Main Outcome Measures
Accuracy and kappa statistics
Results
NPID demonstrated versatility across different AMD classification schemes without re-training, and achieved balanced accuracies comparable to supervised-trained networks or human ophthalmologists in classifying advanced AMD (82\% vs. 81-92\% or 89\%), referable AMD (87\% vs. 90-92\% or 96\%), or on the 4-step AMD severity scale (65\% vs. 63-75\% or 67\%), despite never directly using these labels during self-supervised feature learning. Drusen area drove network predictions on the 4-step scale, while depigmentation and geographic atrophy (GA) areas correlated with advanced AMD classes.
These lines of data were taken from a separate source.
PR #1052, opened 2019-11-18
Let's use 'kser' rather than 'ks' or 's' as variable name for Series 

itholic:
Since the `ks` is used as koalas' import naming convention we recommended like `from databricks.koalas as ks`

Let's don't use `ks` as variable name for Series, use `kser` instead for unity & readability of our codes and to avoid confusing.

Plus, i think maybe we better also avoid using of just `s` as possible for more readability.

### DIFF
--- a/databricks/koalas/frame.py
+++ b/databricks/koalas/frame.py
@@ -2464,8 +2464,8 @@ defaultdict(<class 'list'>, {'col..., 'col...})]
         1  False   True  False
         """
         kdf = self.copy()
-        for name, ks in kdf.iteritems():
-            kdf[name] = ks.isnull()
+        for name, kser in kdf.iteritems():
+            kdf[name] = kser.isnull()
         return kdf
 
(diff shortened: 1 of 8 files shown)


itholic:
@ueshin @HyukjinKwon Could you please let me know your opinion after confirm this PR when you guys available? 😄

ueshin:
Shall we fix some more?
- `frame.py`: There are two `for name, ks in kdf.iteritems():`
- `test_dataframe.py`: There are some `right_ks`.

itholic:
@ueshin, @HyukjinKwon  Thanks for the comment! i just fix the missing ones.

ueshin:
Shall we fix too?

> `test_dataframe.py`: There are some `right_ks`.

itholic:
@ueshin Thanks for finding! :)

HyukjinKwon:
Merged to master.

PR #1054, opened 2019-11-19
Implements idxmax()/idxmin() for DataFrame

### LINKED ISSUE #1043: DataFrame.idxmax
Implement `DataFrame.idxmax`

https://pandas.pydata.org/pandas-docs/stable/reference/api/pandas.DataFrame.idxmax.html

itholic:
Resolves #1043 

```python
>>> kdf = ks.DataFrame({'a': [1, 2, 3, 2],
...                     'b': [4.0, 2.0, 3.0, 1.0],
...                     'c': [300, 200, 400, 200]})
>>> kdf
   a    b    c
0  1  4.0  300
1  2  2.0  200
2  3  3.0  400
3  2  1.0  200

>>> kdf.idxmax()
a    2
b    0
c    2
Name: 0, dtype: int64
```

For Multi-column Index

```python
>>> kdf = ks.DataFrame({'a': [1, 2, 3, 2],
...                     'b': [4.0, 2.0, 3.0, 1.0],
...                     'c': [300, 200, 400, 200]})
>>> kdf.columns = pd.MultiIndex.from_tuples([('a', 'x'), ('b', 'y'), ('c', 'z')])
>>> kdf
   a    b    c
   x    y    z
0  1  4.0  300
1  2  2.0  200
2  3  3.0  400
3  2  1.0  200

>>> kdf.idxmax()
(a, x)    2
(b, y)    0
(c, z)    2
Name: 0, dtype: int64
```

### DIFF
--- a/databricks/koalas/frame.py
+++ b/databricks/koalas/frame.py
@@ -7522,7 +7522,7 @@ defaultdict(<class 'list'>, {'col..., 'col...})]
         return self.columns
 
     # TODO: axis = 1
-    def idxmax(self, axis=0, skipna=True):
+    def idxmax(self, axis=0):
         """
         Return index of first occurrence of maximum over requested axis.
         NA/null values are excluded.
--- a/databricks/koalas/frame.py
+++ b/databricks/koalas/frame.py
@@ -7572,24 +7572,28 @@ defaultdict(<class 'list'>, {'col..., 'col...})]
         2  3  3.0  400
         3  2  1.0  200
 
-        >>> kdf.idxmax()
-        (a, x)    2
-        (b, y)    0
-        (c, z)    2
+        >>> kdf.idxmax().sort_index()
+        a  x    2
+        b  y    0
+        c  z    2
         Name: 0, dtype: int64
         """
         from databricks.koalas.series import Series
         sdf = self._sdf
         max_cols = map(lambda x: F.max(x).alias(x), self._internal.data_columns)
         sdf_max = sdf.select(*max_cols)
+        # `sdf_max` looks like below
+        # +------+------+------+
+        # |(a, x)|(b, y)|(c, z)|
+        # +------+------+------+
+        # |     3|   4.0|   400|
+        # +------+------+------+
 
-        col_idxmax_dict = dict()
-        for column_name, max_val in zip(sdf_max.columns, sdf_max.head()):
-            idx_val = sdf.select(self._internal.index_columns) \
-                         .where(F.col(column_name) == max_val).head()[0]
-            col_idxmax_dict[column_name] = idx_val
+        max_vals = [sdf.select(self._internal.index_columns)
+                       .where(F.col(column_name) == max_val).head()[0]
+                    for column_name, max_val in zip(sdf_max.columns, sdf_max.head())]
 
-        return Series(col_idxmax_dict)
+        return Series(max_vals, index=self.columns)
 
     # TODO: axis = 1
     def idxmin(self, axis=0):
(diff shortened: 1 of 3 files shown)


databricks/koalas/frame.py
```diff
@@ -7521,6 +7521,142 @@ def keys(self):
...
+        (a, x)    2
+        (b, y)    0
+        (c, z)    2
+        Name: 0, dtype: int64
+        """
+        from databricks.koalas.series import Series
+        sdf = self._sdf
+        col_idxmax_dict = dict()
+        for column in self._internal.data_columns:
+            max_val = sdf.select(F.max(column)).head()[0]
```
HyukjinKwon: Can we avoid to execute multiple jobs? Seems it will execute multiple jobs as many as its data columns.

itholic: just fix the logic (2n -> n + 1)

databricks/koalas/frame.py
```diff
@@ -7521,6 +7521,146 @@ def keys(self):
...
+        (c, z)    2
+        Name: 0, dtype: int64
+        """
+        from databricks.koalas.series import Series
+        sdf = self._sdf
+        max_cols = map(lambda x: F.max(x).alias(x), self._internal.data_columns)
+        sdf_max = sdf.select(*max_cols)
+
+        col_idxmax_dict = dict()
+        for column_name, max_val in zip(sdf_max.columns, sdf_max.head()):
```
HyukjinKwon: We should deduplicate the logic with `Series.idx` such as https://github.com/databricks/koalas/pull/678 (although I don't think we need a separate private method like `_idx`).

Can we document that this will requires to sort for each column in a `... note ::`?

databricks/koalas/frame.py
```diff
@@ -7521,6 +7521,146 @@ def keys(self):
...
+        0  1  4.0  300
+        1  2  2.0  200
+        2  3  3.0  400
+        3  2  1.0  200
+
+        >>> kdf.idxmax()
+        (a, x)    2
+        (b, y)    0
+        (c, z)    2
+        Name: 0, dtype: int64
```
ueshin: This result is not correct.

```py
>>> pdf = pd.DataFrame({'a': [1, 2, 3, 2], 'b': [4.0, 2.0, 3.0, 1.0], 'c': [300, 200, 400, 200]})
>>> pdf.columns = pd.MultiIndex.from_tuples([('a', 'x'), ('b', 'y'), ('c', 'z')])
>>> pdf
   a    b    c
   x    y    z
0  1  4.0  300
1  2  2.0  200
2  3  3.0  400
3  2  1.0  200
>>> pdf.idxmax()
a  x    2
b  y    0
c  z    2
dtype: int64
```

The index should be a multi-index.

itholic: thanks i've fixed :)

databricks/koalas/frame.py
```diff
@@ -7764,6 +7764,148 @@ def keys(self):
...
+        # `sdf_max` looks like below
+        # +------+------+------+
+        # |(a, x)|(b, y)|(c, z)|
+        # +------+------+------+
+        # |     3|   4.0|   400|
+        # +------+------+------+
+
+        max_vals = [sdf.select(self._internal.index_columns)
+                       .where(F.col(column_name) == max_val).head()[0]
+                    for column_name, max_val in zip(sdf_max.columns, sdf_max.head())]
```
HyukjinKwon: My concern is that this is too expensive. It will requires to run jobs as many as columns + 1.

I think you can
1. create a condition with `column = max value` with OR.
2. collect everything (because the number of rows with max values are usually small in general). We might have to add a `.. note::` in the docstring.
3. Perform idmax or idmin against the result from 2.

itholic: if given `kdf` looks like below,

```python
>>> kdf
   a    b    c
   x    y    z
0  1  4.0  300
1  2  2.0  200
2  3  3.0  400
3  2  1.0  200
```

it's `idxmax()` should be 

```python
```

HyukjinKwon: I think you can just call `toPandas` and call `idxmax` or `idxmin` against it.

itholic: @HyukjinKwon ah, yes i got it. thanks for the comment :)

Issue #873, opened 2019-10-03
Index.to_numpy


ueshin:
Implement `Index.to_numpy`.

https://pandas.pydata.org/pandas-docs/stable/reference/api/pandas.Index.to_numpy.html

ueshin:
This was resolved by #1058.

PR #1058, opened 2019-11-19
Implement Index.to_numpy

guyao:
#873  Implement Index.to_numpy
Since we already have `Index.to_pandas`, just directly use it.


databricks/koalas/indexes.py
```diff
@@ -145,6 +145,21 @@ def to_pandas(self) -> pd.Index:
 
     toPandas = to_pandas
 
+    def to_numpy(self, dtype=None, copy=False):
+        """
+        A NumPy ndarray representing the values in this Index or MultiIndex.
```
HyukjinKwon: Can you add a note:

```
        .. note:: This method should only be used if the resulting NumPy ndarray is expected
```

Also, can you please port related docs (e.g., Parameters, Returns) to here? (see https://github.com/pandas-dev/pandas/blob/v0.25.3/pandas/core/base.py#L916-L1010)

HyukjinKwon: We should also remove https://github.com/databricks/koalas/blob/master/databricks/koalas/missing/indexes.py#L100 and https://github.com/databricks/koalas/blob/master/databricks/koalas/missing/indexes.py#L100

Also, add this new API into https://github.com/databricks/koalas/blob/master/docs/source/reference/indexing.rst

HyukjinKwon:
Thanks for this PR @guyao. cc @itholic as well since you're working on Index related APIs.

itholic:
nice working @guyao , and thanks for the cc @HyukjinKwon 😃

databricks/koalas/indexes.py
guyao: Thanks!  Will do.

databricks/koalas/indexes.py
```diff
@@ -144,6 +144,36 @@ def to_pandas(self) -> pd.Index:
...
+        numpy.ndarray
+
+        Examples
+        --------
+        >>> ks.Series([1, 2, 3, 4]).index.to_numpy()
+        array([0, 1, 2, 3])
+        >>> ks.DataFrame({'a': ['a', 'b', 'c']}, index=[[1, 2, 3], [4, 5, 6]]).index.to_numpy()
+        array([(1, 4), (2, 5), (3, 6)], dtype=object)
+        """
+        return self.to_pandas().to_numpy(dtype=dtype, copy=copy)
```
HyukjinKwon: Seems like pandas 0.23 does not have this API. Can you check pandas's to_numpy and mimic it here?

If that's not possible or complicated, we should skip the doctests and document Koalas with pands 0.23 does not support this API.

guyao: Thanks for pointing out! Yes pandas add this api since `0.24`. 

It is not complicated to mimic. But personally I think some part of code is not stable. I see some WIP PR in the comment. 
https://github.com/pandas-dev/pandas/blob/v0.25.3/pandas/core/base.py#L916-L1010
Currently if index.dtype is datetime and parameter dtype is none, it would set it as object.

If call pandas directly we could have consistent behaviors with pandas. 

If mimic the it, I would do 

```python
        result = np.asarray(self.to_pandas()._values, dtype=dtype)
        if copy:
            result = result.copy()
        return result
```


Any suggestion?

HyukjinKwon: Thanks for pointing it out. Hm, let's just copy as is for now. I'm periodically checking the existing APIs and maybe I would be able to sync it again when pandas happens to have some diff later here.

HyukjinKwon:
Looks good otherwise if tests pass

HyukjinKwon:
Thanks @guyao. Merged to master.

PR #1059, opened 2019-11-19
Explicitly block Index ^ MultiIndex for Index.symmetric_difference

itholic:
Related with https://github.com/databricks/koalas/pull/953#issuecomment-555368991 and https://github.com/databricks/koalas/pull/953#issuecomment-555376690


itholic:
the reason of codecov failure is we skip the doctest related with MiltiIndex since it would be shown different result depends on python version.

PR #1380, opened 2020-03-31
Use the latest Sphinx in requirements-dev.txt

HyukjinKwon:
Seems we don't face the warnings from Sphinx (see https://github.com/databricks/koalas/pull/417). It seems fixed in the upstream Sphinx. This PR use the latest Sphinx in requirements-dev.txt


HyukjinKwon:
Let me merge this one - seems fine.

PR #1382, opened 2020-03-31
Reuse previously downloaded pandoc; do not download if pandoc is found in the path

HyukjinKwon:
This PR proposes to reuse previously downloaded pandoc; do not download if pandoc is found in the path. 

This targets to reduce the build time taken in the readthedocs. Currently, the documentation build in Read the Docs is being failed due to timeout.


HyukjinKwon:
Okay, doc builds passed. I will see if this makes reathedocs build pass.

PR #1383, opened 2020-03-31
Use pydata_sphinx_theme with Koalas own style

HyukjinKwon:
This PR proposes to use `pydata_sphinx_theme` theme which pandas uses but with Koalas own CSS. Demo: https://koalas.readthedocs.io/en/stable/index.html

This PR also piggy-packs two changes:

- Make Github Actions can pass with another version of Python in PIP build
- Move image to `/icons` location.


HyukjinKwon:
I am going to merge this as discussed in offline, @ueshin. I will make some followups if we should change.

PR #1387, opened 2020-04-01
Use PIP instead of Conda in Read the Docs build to speed up

HyukjinKwon:
For a bit of background:
Currently documentation generation is being failed in Read the Docs due to timeout.
The largest portion of time is being consumed for Conda installation, and seems like Read the Docs maintainers also encourage people to just use PIP instead (see also `https://github.com/readthedocs/readthedocs.org/issues/6254#issuecomment-542288316`).
We use Conda installation in order to install JDK 8 because Read the Docs has JDK 11 by default, and Spark 2.x does not support JDK 11.

For what this PR proposes:
This PR switches Conda to PIP to install Java 8 via using `install-jdk` package. Seems like they use AdoptOpenJDK instead but the jobs looks passing see https://readthedocs.org/projects/koalas/builds/10741596/.
Once Spark 3.0 is released, we can remove all related codes as Spark 3.0 supports JDK 11, and we don't need to install JDK 8 manually.

This PR decreases build time 1000 seconds (timeout) to around 900 seconds.


HyukjinKwon:
Merging .. let me see if the builds in readthedocs pass or not.

PR #1388, opened 2020-04-01
Fix iloc.__setitem__ with the other Series from the same DataFrame.

ueshin:
Fixing a bug of `iloc.__setitem__` which throws an `AnalysisException` even when the value is the other Series from the same DataFrame.

```py
>>> kdf = ks.DataFrame({"a": [1, 2, 3], "b": [4, 5, 6]})
>>> kser = kdf.a
>>> kser.iloc[[1]] = -kdf.b
...
pyspark.sql.utils.AnalysisException: 'Resolved attribute(s) b#2L missing from __distributed_sequence_column__#44L,__index_level_0__#0L,a#1L,__natural_order__#48L in ...
```

### DIFF
--- a/databricks/koalas/indexing.py
+++ b/databricks/koalas/indexing.py
@@ -982,16 +982,10 @@ class iLocIndexer(_LocIndexerLike):
     @lazy_property
     def _internal(self):
         internal = super(iLocIndexer, self)._internal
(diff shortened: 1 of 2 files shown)


itholic:
LGTM

PR #1389, opened 2020-04-02
Implements squeeze() for Series & DataFrame

itholic:
This PR proposes [DataFrame.squeeze()](https://pandas.pydata.org/pandas-docs/stable/reference/api/pandas.DataFrame.squeeze.html#pandas.DataFrame.squeeze) and [Series.squeeze()](https://pandas.pydata.org/pandas-docs/stable/reference/api/pandas.Series.squeeze.html#pandas.Series.squeeze)

```python
>>> primes = ks.Series([2, 3, 5, 7])
```

Slicing might produce a Series with a single value:

```python
>>> even_primes = primes[primes % 2 == 0]
>>> even_primes
0    2
Name: 0, dtype: int64

>>> even_primes.squeeze()
2
```

Squeezing objects with more than one value in every axis does nothing:

```python
>>> odd_primes = primes[primes % 2 == 1]
>>> odd_primes
1    3
2    5
3    7
Name: 0, dtype: int64

>>> odd_primes.squeeze()
1    3
2    5
3    7
Name: 0, dtype: int64
```
Squeezing is even more effective when used with DataFrames.

```python
>>> df = ks.DataFrame([[1, 2], [3, 4]], columns=['a', 'b'])
>>> df
   a  b
0  1  2
1  3  4
```

Slicing a single column will produce a DataFrame with the columns
having only one value:

```python
>>> df_a = df[['a']]
>>> df_a
   a
0  1
1  3
```

So the columns can be squeezed down, resulting in a Series:

```python
>>> df_a.squeeze('columns')
0    1
1    3
Name: a, dtype: int64
```

Slicing a single row from a single column will produce a single
scalar DataFrame:

```python
>>> df_0a = df.loc[[0], ['a']]
>>> df_0a
   a
0  1
```

Squeezing the rows produces a single scalar Series:

```python
>>> df_0a.squeeze('rows')
a    1
Name: 0, dtype: int64
```

Squeezing all axes will project directly into a scalar:

```python
>>> df_0a.squeeze()
1
```


databricks/koalas/generic.py
```diff
@@ -1889,6 +1889,135 @@ def get(self, key, default=None):
...
+            axis = "index" if axis == "rows" else axis
+            axis = validate_axis(axis)
+
+        if isinstance(self, ks.DataFrame):
+            is_squeezable = len(self.columns[:2]) == 1
+            # If DataFrame has multiple columns, there is no change.
+            if not is_squeezable:
+                return self
+            series_from_column = self[self.columns[0]]
+            has_single_value = len(series_from_column) == 1
```
HyukjinKwon, line 2005: Can you avoid counting? It requires to read the whole data once. It won't be beneficial when the data is big.

HyukjinKwon: If you need to know if it's a single value or not, it's better to collect single value so Spark run the job only against the first partition. See `__repr__` and `head()` to refer.

databricks/koalas/generic.py
```diff
@@ -1889,6 +1889,135 @@ def get(self, key, default=None):
...
+            # If DataFrame has only a single value, use pandas API directly.
+            if has_single_value:
+                result = self._to_internal_pandas().squeeze(axis)
+                return ks.Series(result) if isinstance(result, pd.Series) else result
+            elif axis == 0:
```
HyukjinKwon, line 2010: If should check `axis` first to avoid the count operation.

databricks/koalas/generic.py
itholic: Sorry It's my mistake! Thanks for finding!

databricks/koalas/generic.py
itholic: It returns `self` when the column has multiple value and the `axis` is 0.

So we should know whether the column has a single value or not before here.

HyukjinKwon: okay..

databricks/koalas/generic.py
```diff
@@ -1889,6 +1889,135 @@ def get(self, key, default=None):
...
+                return self
+            else:
+                return series_from_column
+        elif isinstance(self, ks.Series):
+            # The case of Series is simple.
+            # If Series has only a single value, just return it as a scalar.
+            # Otherwise, there is no change.
+            has_single_value = len(self.head(2)) == 1
+            return self[0] if has_single_value else self
```
HyukjinKwon, line 2019: Can you explicitly call `head(1)` instead of `self[0]`?

databricks/koalas/generic.py
```diff
@@ -1889,6 +1889,135 @@ def get(self, key, default=None):
...
+        if axis is not None:
+            axis = "index" if axis == "rows" else axis
+            axis = validate_axis(axis)
+
+        if isinstance(self, ks.DataFrame):
+            is_squeezable = len(self.columns[:2]) == 1
+            # If DataFrame has multiple columns, there is no change.
+            if not is_squeezable:
+                return self
+            series_from_column = self[self.columns[0]]
```
HyukjinKwon, line 2004: Why do we need to do this? seems like here we'll always have the dataframe having a single column.

HyukjinKwon: Ah, it's too have a series? you can call `_col(...)` on the frame.

itholic: Thanks for the advice. I often forgot using `_col(...)` 😿

databricks/koalas/generic.py
itholic: if then, it will returns `Series` rather scalar

e.g.

```python
>>> self = ks.Series([1, 2, 3])
>>> self[0]
1
>>> self.head(1)
0    1
Name: 0, dtype: int64
```

Maybe, did you mean `self.head(1)[0]` ???

databricks/koalas/generic.py
```diff
@@ -1889,6 +1889,137 @@ def get(self, key, default=None):
...
+            elif axis == 0:
+                return self
+            else:
+                return series_from_column
+        elif isinstance(self, ks.Series):
+            # The case of Series is simple.
+            # If Series has only a single value, just return it as a scalar.
+            # Otherwise, there is no change.
+            has_single_value = len(self.head(2)) == 1
+            return self[0] if has_single_value else self
```
HyukjinKwon, line 2021: Can we directly use the value from `self.head(2)` instead of launching another job to select one value from `self`?

itholic: Understand. Thanks!! 👍

PR #1390, opened 2020-04-02
Separate a requirements file for Read the Docs.

ueshin:
This is a follow-up of #1387.
If there is a dependency which doesn't exist in conda in a requirements file, we can't use it for conda and it takes some steps for contributors to set up their development environment.
We should separate the requirements file for Read the Docs.

### DIFF
--- a/.github/workflows/master.yml
+++ b/.github/workflows/master.yml
@@ -69,9 +69,6 @@ jobs:
         # as Black only works with Python 3.6+. This is hacky but we will drop
         # Python 3.5 soon so it's fine.
         sed -i '/black/d' requirements-dev.txt
-        # 'install-jdk' does not support Python 3.5. This is hacky but we will remove
-        # once Spark 3.0 is released. See also https://github.com/databricks/koalas/pull/1387
-        sed -i '/install-jdk/d' requirements-dev.txt
         pip install -r requirements-dev.txt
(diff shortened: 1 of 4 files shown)


itholic:
LGTM

HyukjinKwon:
I think this is fine as a temp fix for now. We will have to fix `docs/source/development/contributing.rst` as below:

```diff
- You can use `pip` alternatively if your Python is 3.5+.
+ You can use `pip` alternatively if your Python is 3.6+.
```

because users can't install `black` too because it requires Python 3.6+.

Another thing is that, we remove `install-jdk` dependency very soon when Spark 3.0 is released.

Last thing to consider is that, we would have another dependency that requires pip soon for `pydata_sphinx_theme` (https://github.com/databricks/koalas/pull/1383/files#diff-f4c265073ea4274a80eca85440875e56R20), which isn't Read the Docs dependency.
Once this PR is merged, it will break the contribution guide again as it requires `pip` installation.
I was simply thinking about installing the dependency via `pip` in conda env - it will still separate the package installation.

One downside of this is it won't test pure conda installation in the local environment but our CI in Koalas and koalas-feedstock will test it.

HyukjinKwon:
I am going to merge this for now as it recovers contribution guide

HyukjinKwon:
Quickly discussed offline with @ueshin. We'll stick to `conda` for now as that's encouraged by conda community.

PR #1393, opened 2020-04-03
Replace Spark download script to pip/conda installation

HyukjinKwon:
This PR proposes to remove manual Spark download script but uses `pip` and `conda` to simplify.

Self-supervised learning revealed grader-mislabeled images and susceptibility of some classes within the more granular 9-step AMD scale to misclassification by both ophthalmologists and neural networks. Importantly, self-supervised learning enabled data-driven discovery of AMD features such as GA and other ocular phenotypes of the choroid (e.g. tessellated or blonde fundi), vitreous (e.g. asteroid hyalosis), and lens (e.g. nuclear cataracts) that were not pre-defined by human labels.
Conclusions
Self-supervised learning enables AMD severity grading comparable to ophthalmologists and supervised networks, reveals biases of human-defined AMD classification systems, and allows unbiased, data-driven discovery of AMD and non-AMD ocular phenotypes.